In the song "Predictable" by Jesse Ruben, the lyrics tell the story of a person struggling to come to grips with a failed relationship. The opening lines describe finding a book in a drawer filled with strained and hard-to-explain words, which the person promises were written with pure intentions. The song continues with the person reminiscing about moments spent with the now-ex-partner, such as huddling to keep each other warm during the rain. However, despite everything that happened, the person cannot shake the feeling that they never got what they deserved.
As the song continues, the person describes feeling trapped in their current city and situation, yearning to escape but feeling unable to do so. They try to convince themselves that it is all just a dream and that everything is absurd, but they cannot shake off the feelings of confusion and frustration. Finally, the person admits that they are "predictable" and "closed-minded," lamenting that the ex-partner who once brought them sanity is now gone and cannot be found.

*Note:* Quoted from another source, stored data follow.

PR #3506, opened 2026-09-04
meetings: Open the related draft from Go to Drafts (INB-328)

bahmd:
## Why the previous attempts didn't work

Both #3328 and #3346 assembled a deeplink by hand from an id the target interface does not accept, which is why the button lands on a folder rather than the draft.

**Outlook.** The `deeplink/compose?itemid=` form expects an **EWS item id**, and we hold a **Graph REST id**. Those are different id spaces, so OWA cannot resolve the item and falls back to the mailbox. Graph already returns a [`webLink`](https://learn.microsoft.com/en-us/answers/questions/4619414/open-a-draft-message-created-with-ms-graph-api-for) that resolves the item with no translation at all, and `getDraftMessage` issues no `$select`, so the full default payload — `webLink` included — is already on every draft we fetch. We were building a link while holding the provider's own.

**Gmail.** This one cannot be fully fixed. The `compose=` parameter takes an internal id that is not derivable from an API id — [Google's own community thread](https://support.google.com/mail/thread/86596268/the-url-https-mail-google-com-mail-u-0-drafts-compose-draftmailid-doesn-t-work-anymore?hl=en) confirms the old `#drafts?compose=<messageId>` form stopped working, and a [follow-up discussion](https://community.latenode.com/t/navigating-to-draft-messages-in-gmails-updated-interface-using-api-generated-ids/11481) concludes the new URLs "use an internal encoding system that's not publicly accessible." So `#inbox?compose=` (#3328) could never have opened the composer, and neither could `#drafts/<messageId>` (#3346) — that one also passed a *message* id where Gmail conversation URLs take a *thread* id.

## Changes

- Pass the draft message to `getEmailDraftUrl` instead of an id, because the fields that yield a working link differ by provider.
- Outlook: use the Graph `webLink`, keeping the constructed URL as a fallback. Since this value is redirected to, it is only trusted once its host is confirmed to be an Outlook host over https — otherwise the endpoint would forward wherever the payload pointed.
- Gmail: link to the draft's conversation under Drafts, addressed by **thread** id, falling back to the message id when no thread is present.

## Result

Outlook opens the draft itself. Gmail opens the draft's conversation in Drafts, which is as close as its interface allows — the composer is not reachable from an API id.

## Validation

- 6 new tests: the provider link taking precedence, three rejected-link cases (wrong host, non-https, unparseable), and Gmail thread-vs-message id selection.
- Route tests cover both providers end to end.
- Full `apps/web` suite run before and after; the failure set is **identical** (8 files, 19 tests, all pre-existing), with 6 net-new passing tests.

## Note for reviewers

The Gmail half is the honest best available rather than a fix, and it is worth confirming on a real account which provider the reporter was using — if it was Outlook, this closes the ticket; if Gmail, the button's promise may need rewording instead, since the composer cannot be deeplinked.

<a href="https://cubic.dev/pr/elie222/inbox-zero/pull/3506?utm_source=github" target="_blank" rel="noopener noreferrer" data-no-image-dialog="true"><picture><source media="(prefers-color-scheme: dark)" srcset="https://www.cubic.dev/buttons/review-in-cubic-dark.svg"><source media="(prefers-color-scheme: light)" srcset="https://www.cubic.dev/buttons/review-in-cubic-light.svg">Review in cubic</picture></a>

## Summary by CodeRabbit

- **Bug Fixes**
  - Improved meeting follow-up draft redirects for Gmail and Outlook.
  - Gmail drafts now open directly in the relevant conversation within the Drafts folder.
  - Outlook drafts now use the provider’s supplied web link when trusted, with a fallback link when needed.
  - Updated draft-link handling to provide more reliable navigation across supported email providers.

### DIFF
--- a/apps/web/app/api/user/meeting-recorder/meetings/[meetingId]/draft/route.test.ts
+++ b/apps/web/app/api/user/meeting-recorder/meetings/[meetingId]/draft/route.test.ts
@@ -42,12 +42,15 @@ describe("meeting follow-up draft route", () => {
     getEmailAccountMock.mockResolvedValue("user@gmail.com");
   });
 
-  it("opens the related Gmail draft using its embedded message ID", async () => {
+  it("opens the related Gmail draft's conversation in Drafts", async () => {
     prisma.meeting.findFirst.mockResolvedValue({
       followUpDraftId: "draft-resource-123",
       emailAccount: { account: { provider: "google" } },
     } as never);
-    emailProvider.getDraft.mockResolvedValue({ id: "draft-message-123" });
+    emailProvider.getDraft.mockResolvedValue({
+      id: "draft-message-123",
+      threadId: "thread-123",
+    });
 
     const response = await GET(new NextRequest(requestUrl), routeContext);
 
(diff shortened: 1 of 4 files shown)


elie222:
Superseded by https://github.com/elie222/inbox-zero/pull/3640 (rebased + Cubic P2/P3 fixes; this fork head wasn’t writable). Closing in favor of the merged follow-up.

elie222:
Closing as superseded by #3640.

PR #3514, opened 2026-09-05
drive: Preserve existing files during OneDrive uploads

elie222:
> ⚪ **Browser QA skipped** · [QA report](https://qa.getinboxzero.com/20260906-084650_pr-3514_61baed00cbd7/report.html)
>
> <sub>Apply `rerun-qa` to rerun.</sub>

Small OneDrive attachment uploads used a filename-addressed PUT with the default replacement behavior, so filing another `invoice.pdf` into the same folder could overwrite an existing document. Request rename-on-conflict for simple uploads, matching the protection already used by upload sessions, and return the new file metadata.

- Regression tests cover a small file and the inclusive 4 MiB simple-upload boundary. Both failed before the fix because the conflict policy was absent; all 11 provider tests pass after the fix.
- Validation: `pnpm test utils/drive/providers/microsoft.test.ts`, focused Biome checks, and `git diff --check`.
- Same upload request and payload; no additional database calls or network requests. Tests mock Graph; no live account was modified.

Microsoft documents that PUT defaults to replacing conflicts and that the conflict policy belongs in the request URL: [driveItem conflict behavior](https://learn.microsoft.com/en-us/graph/api/resources/driveitem?view=graph-rest-1.0#instance-attributes).

<a href="https://cubic.dev/pr/elie222/inbox-zero/pull/3514?utm_source=github" target="_blank" rel="noopener noreferrer" data-no-image-dialog="true"><picture><source media="(prefers-color-scheme: dark)" srcset="https://www.cubic.dev/buttons/review-in-cubic-dark.svg"><source media="(prefers-color-scheme: light)" srcset="https://www.cubic.dev/buttons/review-in-cubic-light.svg">Review in cubic</picture></a>

## Summary by CodeRabbit

* **Bug Fixes**
  * OneDrive uploads now automatically rename new files when a file with the same name already exists, preventing conflicts while preserving the uploaded content.
  * Simple uploads now handle both small and larger files consistently with resumable uploads.

### DIFF
--- a/apps/web/utils/drive/providers/microsoft.test.ts
+++ b/apps/web/utils/drive/providers/microsoft.test.ts
@@ -68,7 +68,8 @@ describe("OneDriveProvider", () => {
       size: content.length,
     }));
     const header = vi.fn(() => ({ put }));
-    const api = vi.fn(() => ({ header }));
+    const query = vi.fn(() => ({ header }));
+    const api = vi.fn(() => ({ header, query }));
 
     vi.mocked(Client.init).mockReturnValue({ api } as any);
 
@@ -98,7 +99,8 @@ describe("OneDriveProvider", () => {
       size: content.length,
     }));
     const header = vi.fn(() => ({ put }));
-    const api = vi.fn(() => ({ header }));
+    const query = vi.fn(() => ({ header }));
+    const api = vi.fn(() => ({ header, query }));
 
     vi.mocked(Client.init).mockReturnValue({ api } as any);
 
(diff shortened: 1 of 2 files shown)


elie222:
Addressed both suggestions from https://github.com/elie222/inbox-zero/pull/3514#pullrequestreview-5122535537 in 61baed00c: the new client mock uses an explicit Client type instead of any, and the new buffer assertion uses at() for both indices. All 11 OneDrive provider tests and focused Biome checks pass.

PR #18, opened 2019-04-12
Add scatter plot type with symbol scale

### LINKED ISSUE #14: Add scatterplot layer

ebb-tide:
Closes #14

### DIFF
--- a/docs/src/components/examples/Scatter.tsx
+++ b/docs/src/components/examples/Scatter.tsx
@@ -1,0 +1,31 @@
+import * as React from 'react'
+import {FunctionComponent} from 'react'
+import {RouteComponentProps} from '@reach/router'
+
+import {Plot, Config} from '../../../../src/'
+
+import {TABLE, COLOR_SCHEMES} from './'
+
+type Props = RouteComponentProps
+
+export const ScatterExample: FunctionComponent<Props> = () => {
+  const config: Config = {
+    table: TABLE,
+    yDomain: [0, 50],
+    layers: [
+      {
+        type: 'scatter',
+        x: '_time',
+        y: '_value',
+        fill: ['cpu'],
+        symbol: ['cpu'],
+        colors: COLOR_SCHEMES.find(d => d.name === 'InfluxDB A').colors,
+      },
+    ],
+  }
+  return (
+    <div className="example-plot">
+      <Plot config={config} />
+    </div>
+  )
+}
--- a/src/components/ScatterLayer.tsx
+++ b/src/components/ScatterLayer.tsx
@@ -1,0 +1,128 @@
+import * as React from 'react'
+import {useRef, useLayoutEffect, useMemo, FunctionComponent} from 'react'
+import {symbol as d3Symbol, SymbolType} from 'd3-shape'
+
+import {Table, Scale, ScatterLayerConfig} from '../types'
+import {PlotEnv} from '../utils/PlotEnv'
+import {clearCanvas} from '../utils/clearCanvas'
+import {GROUP_COL_KEY} from '../constants'
+
+type ScatterData = Array<{
+  xs: number[] | Float64Array
+  ys: number[] | Float64Array
+  fill: string
+  symbol: SymbolType
+}>
+
+const collectScatterData = (
+  table: Table,
+  xColKey: string,
+  yColKey: string,
+  fillScale: Scale<string, string>,
+  symbolScale: Scale<string, SymbolType>
+): ScatterData => {
+  const xCol = table.columns[xColKey].data
+  const yCol = table.columns[yColKey].data
+  const groupCol = table.columns[GROUP_COL_KEY].data as string[]
+  const groupKeys = new Set(groupCol)
+
+  const result = []
+
+  for (let groupKey of groupKeys) {
+    let xs = []
+    let ys = []
+
+    for (let i = 0; i < table.length; i++) {
+      if (groupCol[i] !== groupKey) {
+        continue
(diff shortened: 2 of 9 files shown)


src/utils/getSymbolScale.ts
```diff
@@ -0,0 +1,31 @@
...
+// TODO pass in the symbols you'd like to use, as in color array.
+export const getSymbolScale = (
+  table: Table,
+  symbolColKeys: string[]
+): Scale<string, SymbolType> => {
+  if (!symbolColKeys.length) {
+    return (_i: string) => symbolCircle
+  }
+
+  const groupKeyCol = table.columns[GROUP_COL_KEY]
```
chnn: Hm it seems like this is using the group column computed in the stat, except that group column is based off of the `fill` mapping instead of the `symbol` mapping.

So I think if the layer was specified like:
```
{
  type: 'scatterplot',
  fill: ['a', 'b'],
  symbol: ['c'],
  // ...
}
```
Then the symbol scale would be based off of the `a` and `b` columns rather than the `c` column, which is what was specified.

We can totally address this in a future PR, which might have been what you were thinking. I think the solution would be to append another group column to the table—so there would be one group column based off of the `fill` columns, and an independent column based off of the `symbol` columns.

src/stats/scatter.ts
```diff
@@ -0,0 +1,26 @@
...
+} from '../types'
+import {getFillScale} from '../utils/getFillScale'
+import {getSymbolScale} from '../utils/getSymbolScale'
+import {appendGroupCol} from '../utils/appendGroupCol'
+
+export const scatterStat = (
+  config: SizedConfig,
+  layer: ScatterLayerConfig
+): {table: Table; mappings: ScatterMappings; scales: ScatterScales} => {
+  const table = appendGroupCol(config.table, layer.fill)
```
chnn: See my comment below about the `fill` / `scale` mappings. I think we might want to be appending a second group column here based off of `layer.fill`.

docs/src/components/examples/Scatter.tsx
```diff
@@ -0,0 +1,31 @@
...
+import {TABLE, COLOR_SCHEMES} from './'
+
+type Props = RouteComponentProps
+
+export const ScatterExample: FunctionComponent<Props> = () => {
+  const config: Config = {
+    table: TABLE,
+    yDomain: [0, 50],
+    layers: [
+      {
```
chnn: Hell yeah this looks really great.

src/components/ScatterLayer.tsx
```diff
@@ -0,0 +1,128 @@
...
+  symbolScale: Scale<string, SymbolType>
+): ScatterData => {
+  const xCol = table.columns[xColKey].data
+  const yCol = table.columns[yColKey].data
+  const groupCol = table.columns[GROUP_COL_KEY].data as string[]
+  const groupKeys = new Set(groupCol)
+
+  const result = []
+
+  for (let groupKey of groupKeys) {
```
chnn: There's a minor optimization we can make here that I realized the other day. Instead of mapping over the table once for every group key, we can map over the table once and pick out points for a group key as we see them.

Here's a very similar change made to the line graph: https://github.com/influxdata/vis/commit/acc6ed3b711413e074c37af1bf59895b5d8c4bd4

I've been thinking of this and a lot of the other optimizations in big O terms, which seem particularly relevant for this library, since our performance problem is usually "the data set is too big". If _m_ is the cardinality of the plot and  _n_ is the length of the passed table, the optimization makes this _O(n)_ rather than _O(mn)_. So it's good for high cardinality plots.

src/components/ScatterLayer.tsx
```diff
@@ -0,0 +1,128 @@
...
+  const symbolScale = env.getScale(layerIndex, 'symbol')
+
+  const layerConfig = env.config.layers[layerIndex] as ScatterLayerConfig
+
+  const {x: xColKey, y: yColKey} = layerConfig
+  const {xScale, yScale, innerWidth: width, innerHeight: height} = env
+
+  const scatterData = useMemo(
+    () => collectScatterData(table, xColKey, yColKey, fillScale, symbolScale),
+    [table, xColKey, yColKey]
```
chnn:
```suggestion
    [table, xColKey, yColKey, fillScale, symbolScale]
```

src/components/ScatterLayer.tsx
```diff
@@ -0,0 +1,128 @@
...
+  useLayoutEffect(() => {
+    drawPoints({
+      canvas: canvas.current,
+      scatterData,
+      width,
+      height,
+      xScale,
+      yScale,
+    })
+  })
```
chnn:
```suggestion
  }, [canvas.current, scatterData, width, height, xScale, yScale])
```

chnn: Maybe? I can't tell if memoization will help or hurt here. My gut feeling is that it will help, but I don't know for sure.

src/components/ScatterLayer.tsx
ebb-tide: thanks!

src/utils/getSymbolScale.ts
ebb-tide: I am a little fuzzy on how we manipulate/interpret the columns, if you think it's ok I'll merge this now, and make an issue for myself to understand this properly.

src/stats/scatter.ts
ebb-tide: will return to this as discussed ^^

Overall, Jesse Ruben's "Predictable" is a poignant and relatable song about the difficulties of moving on from a failed relationship, dealing with uncertainty and frustration, and trying to find meaning and hope in the midst of chaos.
Line by Line Meaning
These are the thoughts that I wrote
These are the thoughts that I wrote down so that I wouldn't forget them.
In the book that I took from your drawer.
I took this book from your drawer to write down my thoughts.
The syllables are strained and hard to explain
The words I wrote are difficult to express and put into words.
But I promise my intentions are pure
I promise that my thoughts and intentions are genuine and sincere.
And its raining outside which is fine cause I remember
It's raining outside, but I don't mind because it reminds me of a time when we used to huddle together to keep warm.
We'd huddle just to keep each other warm
We used to get close to each other just to keep warm when it was raining outside.
And I know it wasn't me but its all that I see
I know that what I'm seeing now isn't the same as before, but it's all that I have left.
But the meaning might be hard to absorb
The emotions and feelings I have may be difficult to understand or accept.
Why, I knew you would
I had a feeling that you would leave, but it still hurts.
I said "why, why, the words don't come to me like they should"
I can't express how I feel the way I want to.
These city streets breathe and I wish I could leave
The city is alive and bustling, but I wish I could escape it all.
But they're beggin for the right to be heard
The city streets are chaotic and loud, everyone is fighting to be heard.
And I try to scream, "yea this is all a dream
I want to shout out that this is all just a nightmare.
And this situation seems so absurd"
The circumstances I find myself in are so ridiculous.
"This doesn't seem to fit", I say as I sit
I can't make sense of this situation, and I sit there feeling lost.
With my head in my hands on the curb
I'm so overwhelmed that I collapse in despair with my head in my hands.
And this doesn't make sense, which makes no difference
Even though I can't make sense of it all, it doesn't change the reality of the situation.
Because I never get what I should deserve
I feel like I never get what I deserve, no matter how hard I try.
No I never get what I should deserve
I never seem to receive what I feel is rightfully mine.
Cause I am predictable, closed-minded
I am predictable and set in my ways, unwilling to change and grow.
You were my sanity now I can't find it
You were my source of comfort and stability, but now I feel lost without you.
I am predictable
I am stuck in a routine and can't seem to break free.
Why, I knew you would
I knew you would leave, and it hurts me deeply.
I said "Why, why, the words don't come to me like they should"
I can't seem to express how I feel the way I want to.